PR #282, opened 2024-09-03
Implemented working prototype of 3.X sub_component <---> 2.X component conversion

### LINKED ISSUE #240: SBOL 2-3 converter - Sub_component (Priority 1)

Yehuda-Binik:
I implemented a first working version of `sub_component` <---> `component` conversion

A Unit test for a round trip starting from SBOL2 still needs to be written.

In addition, the prototype does not handle `hasLocation` and `orientation` properties. 

For the time being, I am conveerting all `sub_components` into 2.X `components`. However, this is not always the case, since "SBOL 2.x Component, Module, and FunctionalComponent objects map to SBOL 3.x SubComponent objects" as per the documentation. 

I don't necessarily feel comfortable merging yet, but I would appreciate feedback on what I have at the moment.


sbol_utilities/sbol3_sbol2_conversion.py
```diff
@@ -142,38 +145,58 @@ def visit_combinatorial_derivation(self, a: sbol3.CombinatorialDerivation):
...
+        comp_def2.sequences = comp3.sequences
+        if comp3.features:
+            for feature in comp3.features:
+                if type(feature) == sbol3.subcomponent.SubComponent:
+                    self.visit_sub_component(feature, comp_def2)
+                elif type(feature) == sbol3.compref.ComponentReference:
+                    try:
+                        self.visit_component_reference(feature)
+                    except NotImplementedError as e:
+                        # highlights the error message in red.
```
jakebeal, line 170: I don't believe that you should be swallowing the error here and turning it into a print statement.

sbol_utilities/sbol3_sbol2_conversion.py
```diff
@@ -142,38 +145,58 @@ def visit_combinatorial_derivation(self, a: sbol3.CombinatorialDerivation):
...
+                        print(f"\033[91m{e}\033[0m")
+                else:
+                    raise NotImplementedError(
+                        'Conversion of Component features from SBOL3 to SBOL2 not yet implemented')
```
jakebeal, line 174:
```suggestion
                        f'Conversion of Component feature of type {type(feature)} from SBOL3 to SBOL2 not yet implemented')
```

sbol_utilities/sbol3_sbol2_conversion.py
```diff
@@ -142,38 +145,58 @@ def visit_combinatorial_derivation(self, a: sbol3.CombinatorialDerivation):
...
+        if comp3.interactions:
+            for interaction in comp3.interactions:
+                try:
+                    self.visit_interaction(interaction)
+                except NotImplementedError as e:
+                    print(f"\033[91m{e}\033[0m")
```
jakebeal, line 180: Same as above - do not swallow errors here, or below

sbol_utilities/sbol3_sbol2_conversion.py
```diff
@@ -404,27 +436,56 @@ def visit_component_definition(self, cd2: sbol2.ComponentDefinition):
...
+        if comp2.roleIntegration:
+            sub3.role_integration = comp2.roleIntegration
+        if comp2.sourceLocations:
+            sub3.source_locations = comp2.sourceLocations
+        sub3.instance_of = comp2.definition
+        comp3.features += [sub3]
+        identity_mappings[sub3.identity] = comp2.identity
+
+    def handle_subcomponent_identity_triple_surgery(self, identity_mappings):
+        with tempfile.TemporaryDirectory() as tmpdir:
```
jakebeal, line 474: I don't think that you should be reading and writing tempfiles here. This could result in large numbers of complete read-write cycles in the course of a single conversion and be extremely slow.

I would suggesting saving up all of the identity surgery plans into a single shared datastructure, then doing the surgery on the graph like it's done over here: https://github.com/SynBioDex/SBOL-utilities/blob/9331964d61ff7f85ed91eee8e5f96cafb59665c5/sbol_utilities/conversion.py#L27

jakebeal (commented):
I've added my current thoughts.

You will also need to turn on GitHub actions in your branch and ensure that it passes when tested by GitHub

Issue #283, opened 2024-09-04
SBOL 2 to 3 Converter: Empty ComponentDefinition conversion


fxbuson:
I tried converting something very minimal with the python native converter:

```
import sbol2
from sbol_utilities import conversion

doc2 = sbol2.Document()
comp = sbol2.ComponentDefinition()
doc2.add(comp)

doc3 = conversion.convert2to3(doc2, use_native_converter = True)
```

(Note this converts with no problems in the JS converter)

The first error I get is related to namespaces. it seems like the current code does not accept None namespaces when it clearly should (there is even a default mode that should return None):
```
r._sbol3_namespace(self, obj2)
    351     return namespaces[0]
    352 # Check if the object starts with any of the provided namespaces
--> 353 for namespace in self.namespaces:
    354     if obj2.identity.startswith(namespace):
    355         return namespace

TypeError: 'NoneType' object is not iterable
```

I then tried giving it a namespace with:

`doc3 = conversion.convert2to3(doc2, namespaces = [sbol2.DEFAULT_NS], use_native_converter = True)`

I then got an error when extracting the identity to sbol3:

```
File ~\AppData\Local\Programs\Python\Python311\Lib\site-packages\sbol3\identified.py:60, in extract_display_id(identity)
     58 msg += ' A displayId MUST be composed of only alphanumeric'
     59 msg += ' or underscore characters and MUST NOT begin with a digit.'
---> 60 raise ValueError(msg)
```

We can see from the code in [pysbol3.identified.py](https://github.com/SynBioDex/pySBOL3/blob/main/sbol3/identified.py) that it tries to extract whatever is after the last forward slash:

```
    [...]
    display_id = parsed.path.split('/')[-1]
    if is_valid_display_id(display_id):
        return display_id
    else:
        msg = f'"{display_id}" is not a valid displayId.'
        msg += ' A displayId MUST be composed of only alphanumeric'
        msg += ' or underscore characters and MUST NOT begin with a digit.'
        raise ValueError(msg)
```

But the identity in SBOL2 ends with the version, not the ID. In this case my component had identity = 'http://examples.org/ComponentDefinition/example/1'. If I trim the identity first:

```
comp.identity = "/".join(comp.identity.split('/')[:-1])
```

Then the conversion runs ok. Should I just implement the trimming or is this expected to break something else? And for the namespace, should the function be looking for a None namespace or is this expected behaviour?

fxbuson:
[...]

PR #285, opened 2024-09-04
handle None namespace and version suffix in conversion

fxbuson:
As mentioned in Issue #283, the current version of the converter doesn't know how to handle identities that end in the version number. You get these in the case of using `sbol2.ConfigOptions.SBOL_COMPLIANT_URIS` as `True`, so I added a function `_sbol3_identity()` to be used whenever converting an identity value from sbol2 to sbol3, and exchanged each case of an sbol3 object being assigned an identity to use that function.

The converter also didn't include the version number in the identity when converting back to sbol2, so I included that in `_convert_identified()`. Note that this will default to '1', as per the SBOL 3.1.0 specification, section 10.2, item 3:

> When SBOL 3.x Identified object is converted to SBOL 2.x, if its identity is a URL, then the identity of 
the SBOL 2.x object SHOULD be constructed as [SBOL3 identity]/[SBOL2 version]. If the object does
not have an SBOL2 version property, then its version SHOULD default to 1. 

Another problem I ran into was with `None` namespaces when converting to sbol3, so I added that case to `_sbol3_namespace()`.

Now, my conversion of a simple document with an example ComponentDefinition should work. The roundtrip will enforce the use of the version at the end of the object's identity though, overriding the option `sbol2.ConfigOptions.SBOL_COMPLIANT_URIS` if it was set to `False`


PrashantVaidyanathan:
@jakebeal @tcmitchell - Just wanted to tag you in this. Are you happy with this?

sbol_utilities/sbol3_sbol2_conversion.py
```diff
@@ -73,6 +73,10 @@ def _convert_identified(self, obj3: sbol3.Identified, obj2: sbol2.Identified):
         obj2.description = self._value_or_property(obj3, obj3.description, 'http://purl.org/dc/terms/description')
         obj2.wasDerivedFrom = obj3.derived_from
         obj2.wasGeneratedBy = obj3.generated_by
+
+        # Add version to identity
+        obj2.identity = obj2.identity + "/" + obj3.sbol2_version
```
jakebeal: I don't think it's safe to assume that the `sbol2_version` property is necessarily set.

sbol_utilities/sbol3_sbol2_conversion.py
```diff
@@ -341,6 +345,11 @@ def _convert_toplevel(self, obj2: sbol2.TopLevel, obj3: sbol3.TopLevel):
         self._convert_identified(obj2, obj3)
         obj3.attachments = [a.identity for a in obj2.attachments]
 
+    def _sbol3_identity(self, obj2: sbol2.Identified):
+        if obj2.identity.endswith("/" + obj2.version):
```
jakebeal:
```suggestion
        if obj2.version and obj2.identity.endswith("/" + obj2.version):
```
The `obj2.version` property is not required to be set. If this is the case, then this conversion might not work correctly.

jakebeal (changes requested):
This also needs to have the GitHub action tests run on it (turn them on in your fork) and needs to have new test cases added that are capable of reproducing the failures in #283 if these changes are not added.

Issue #310, opened 2025-04-15
Test files are not SBOL compliant


fxbuson:
According to the SBOL 2.3 specification, section 12.3: "Compliant SBOL Objects", item 6:

> If a compliant SBOL object has a version, then its identity property MUST contain a URI of the form “〈persistentIdentity〉/〈version〉”.

Right now, test files such as [BBa_J23101.xml](https://github.com/SynBioDex/SBOL-utilities/blob/develop/test/test_files/BBa_J23101.xml) have a version, but don't have the "/〈version〉" on their identity:

 ```xml
...
<sbol:ComponentDefinition rdf:about="https://synbiohub.org/public/igem/BBa_J23101">
  <ns0:mutableDescription>later</ns0:mutableDescription>
  <ns0:ownedBy rdf:resource="https://synbiohub.org/user/myers"/>
  <sbol:type rdf:resource="http://www.biopax.org/release/biopax-level3.owl#DnaRegion"/>
  <sbol:version>1</sbol:version>
...
```

If I create a file with pysbol2 with `SBOL_COMPLIANT_URIS` as `True`, the identity will have the "/〈version〉".

Similarly, exports from SynbioHub right now also include the version in the identity:

```xml
...
<sbol:ComponentDefinition rdf:about="https://synbiohub.org/public/igem/BBa_J23101/1">
  <sbol:persistentIdentity rdf:resource="https://synbiohub.org/public/igem/BBa_J23101"/>
  <sbol:displayId>BBa_J23101</sbol:displayId>
  <sbol:version>1</sbol:version>
...
```

I propose we change these test files to versions with the compliant format, adding their versions to the end of their Identities.

This is important because we are generating new test files for the new converter with pysbol2, and we need to be able to test the changes we make.

fxbuson:
Tagging @PrashantVaidyanathan @jakebeal @cjmyers to have a look at this

jakebeal:
I would say that it's important to keep these objects around as is: they are legal _non-compliant_ SBOL2. 

However, I think it would be OK to also add compliant variants of these objects, and to clearly mark which are and are not compliant and why in their comments / descriptions.

jakebeal:
I'm going to reopen this, since per @fxbuson 's comment on PR #315, these files will not yet be handled without errors.

To close this issue, update the converter so that these files are able to round-trip from SBOL2 to SBOL3 to SBOL2 without error and while still preserving their original (non-compliant) URI.

PR #311, opened 2025-04-16
Commented out tests with non-compliant files

fxbuson:
Since converter test files are not compliant (see issue #310) and there could be various reasons for non-compliance, I discussed with @PrashantVaidyanathan, @cjmyers and @jakebeal and found best to keep the files, but handle the conversion of them later.

For the efforts during Harmony 2025 we will only try to achieve conversions involving compliant SBOL2 files (taken from SBOL Test Suite or generated with pySBOL2)

Test files should be validated at https://validator.sbolstandard.org/ before being commited


fxbuson:
Will close this because of issues in test_calculate_complexity_scores.
I think this happens because my repository has different IDT credentials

▬▬▬

» **Exercise aim**: Each line of the data that holds "something" should be reported.

» **The answer**:
I tried converting something very minimal with the python native converter:
Then the conversion runs ok. Should I just implement the trimming or is this expected to break something else? And for the namespace, should the function be looking for a None namespace or is this expected behaviour?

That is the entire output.